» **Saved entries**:

PR #309, opened 2016-12-06
Fixed string replace in events.

Maxyme:
pscripted code read:

```
else if (_pyfunc_op_equals(selector, "*")) {
            t = "Invalid connection \"%s\" because %s is not a tuple/list.";
            err_3 = new Error('RuntimeError:' + (t % [obname_full, obname])); err_3.name = "RuntimeError"; throw err_3;
```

» **EXERCISE**: Could you repeat every record above exactly as it appears?

» **OUTPUT FOR THIS EXERCISE**:
PR #309, opened 2016-12-06
Fixed string replace in events.

Maxyme:
pscripted code read:

```
else if (_pyfunc_op_equals(selector, "*")) {
            t = "Invalid connection \"%s\" because %s is not a tuple/list.";
            err_3 = new Error('RuntimeError:' + (t % [obname_full, obname])); err_3.name = "RuntimeError"; throw err_3;
```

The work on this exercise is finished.